No more hiding behind a veil of normality. No more pretending to enjoy the things he wanted. No more. I was going to tell my father I was different, I had my own life and today was the day.
He looked relaxed behind the sports pages as I came in from training. I put my kit bag on the kitchen floor and melted into a chair opposite. I had rehearsed it over and over in my mind. How to relay the information to him, in the easiest way possible. How to let him know that the life he wants me to live, wasn’t my life. it wasn’t natural for me. I was born different. It wasn’t just a phase, I wouldn’t grow out of it……
“Dad, I don’t want to play football any more”
The paper fell limp as he gazed empty over the top of the paper. His grandfather had played football, his father, my uncles had national medals and were local heroes, my cousins…it was what we did.. He was passionate about it and so was I. he thought. His world just exploded. Every boy played football. It was normal. Boys played football!
He started a sentence but it wasn’t ever to be finished. Dad could see by my face that little he could say would help.
“I want to ride bikes. I want to race like Stephen Roche”
What happened next was a bit of a blur; He tried to get up but couldn’t. He tried again and this time broke down and called my older, football fanatical brother on his knees mumbled something about
“. Brother… no want..football…get priest..”

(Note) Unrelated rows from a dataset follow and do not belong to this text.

PR #2122, opened 2021-03-01
[Metrics FileInfo] refactoring processor

### LINKED ISSUE #2118: [Metrics FileInfo] refactoring Metrics FileInfo runner
Here is a just list for refactoring..
* supress stdout tracing for `wc -l` 
  * https://github.com/sider/runners/blob/master/lib/runners/processor/metrics_fileinfo.rb#L67
* parallelize `git log -1` calling
  * Process creation is one of special cases that Ruby VM release Global Interpreter Lock (GIL). So, it may be possible to run `git log -1` in parallel.

[EDIT]
I found a bug in `Metrics FileInfo`. We cannot "**/hoge" format in `fnmatch?` function.  https://github.com/sider/runners/blob/master/lib/runners/processor/metrics_fileinfo.rb#L28
ref: https://docs.ruby-lang.org/ja/latest/method/Pathname/i/fnmatch.html

gnakagaw:
Fix #2118

### DIFF
--- a/lib/runners/processor/metrics_fileinfo.rb
+++ b/lib/runners/processor/metrics_fileinfo.rb
@@ -85,7 +85,7 @@ module Runners
 
     def analyze_last_committed_at(targets)
       trace_writer.message "Analyzing last commit time..." do
-        Parallel.each(targets, in_threads: Parallel.processor_count) do |target|
+        Parallel.each(targets, in_threads: 2) do |target|
           stdout, _ = capture3!("git", "log", "-1", "--format=format:%aI", "--", target, trace_stdout: false, trace_command_line: false)
           last_committed_at[target] = stdout
         end
--- a/lib/runners/processor/metrics_fileinfo.rb
+++ b/lib/runners/processor/metrics_fileinfo.rb
@@ -25,7 +25,7 @@ module Runners
       capture3!("git", "commit-graph", "write", "--reachable", "--changed-paths", "--no-progress")
 
       target_files = Pathname.glob("**/*", File::FNM_DOTMATCH).filter do |path|
-        path.file? && !path.fnmatch?("**/.git/*", File::FNM_DOTMATCH)
+        path.file? && !path.fnmatch?(".git/*", File::FNM_DOTMATCH) && !path.fnmatch?("*/.git/*", File::FNM_DOTMATCH)
       end
 
       analyze_last_committed_at(target_files)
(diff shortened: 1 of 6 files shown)


lib/runners/processor/metrics_fileinfo.rb
```diff
@@ -25,7 +25,7 @@ def analyze(changes)
       capture3!("git", "commit-graph", "write", "--reachable", "--changed-paths", "--no-progress")
 
       target_files = Pathname.glob("**/*", File::FNM_DOTMATCH).filter do |path|
-        path.file? && !path.fnmatch?("**/.git/*", File::FNM_DOTMATCH)
+        path.file? && !path.fnmatch?(".git/*", File::FNM_DOTMATCH) && !path.fnmatch?("*/.git/*", File::FNM_DOTMATCH)
```
ybiquitous, line 28: [suggestion] How about this? ⬇️ 

```suggestion
        path.file? && !path.fnmatch?(".git/**", File::FNM_DOTMATCH)
```

lib/runners/processor/metrics_fileinfo.rb
```diff
@@ -85,7 +85,7 @@ def last_committed_at
 
     def analyze_last_committed_at(targets)
       trace_writer.message "Analyzing last commit time..." do
-        targets.each do |target|
+        Parallel.each(targets, in_threads: Parallel.processor_count) do |target|
```
ybiquitous, line 88: [suggestion] `Parallel.processor_count` seems unstable because of `Etc.nprocessors`:

https://github.com/grosser/parallel/blob/875c9f472e6da3450219a7ba2d29bf430f23adfe/lib/parallel/processor_count.rb#L7-L9

How about explicitly specifying the value like this? ⬇️ 

```suggestion
        Parallel.each(targets, in_threads: 2) do |target|
```

ybiquitous:
The change looks good. Have you tested the performance improvement for so many files?

gnakagaw:
@ybiquitous 
> The change looks good. Have you tested the performance improvement for so many files?

I've tested with https://github.com/git/git
before: 55.5 seconds
after: 40.0 seconds

We can accelerate to increase `in_threads` option. For example, it took 29.7 seconds with `in_threads: 8`.

ybiquitous:
Try `in_threads: 8`!

ybiquitous (approved):
LGTM 👍 
Please merge it when the CI passes.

Within ten minutes the local clergy arrived. He was attending murder victims family when news reached him of my football decision. He immediately left and in another 10 minutes was joined by the bishop. The three men stood in the corner of the living room staring at me, while bracing themselves with large, fat glasses of brandy.
The talked amongst themselves and finally the bishop came over to me sat down beside me. He felt my head for fever; “Son can you not see what this is doing to your father? Reconsider boy”.
But I was adamant -I wanted to cycle. They began to pray over me, my father’s voice was low and filled with sobbing.
The entrance of my mother finally broke the stalemate. She was hysterical. Only the handles of the shopping bag were left in her clenched fists as word had spread down the town of my decision and she ran the four miles home, screaming
“ nooOOooo the ShaAaaMEee”.
Once the local doctor had my mother sedated, my teacher (who left his brother’s wedding when he heard the news) took me aside:
“Son don’t bring this on our family. What will your friends think, your team mates? You will have to move away”
I could only dream of climbing the Ventoux, in 35 degrees in July. I could only see polished spokes glinting in a morning sun and worn, bib shorts drying in the summer winds.
By this stage the police had arrived and neighbours were gathering outside the front of the house in a quiet murmur. The knock at the door shook my father. He tried to compose himself but when he opened the door and a tall sergeant enquired to the whereabouts of the boy who wanted give up football for a ‘bike!’ He fell to his knees and sobbed at the leg of the policemen.
“Don’t take him away. We will sort him out.oOOOo where did I go wrong? Where…”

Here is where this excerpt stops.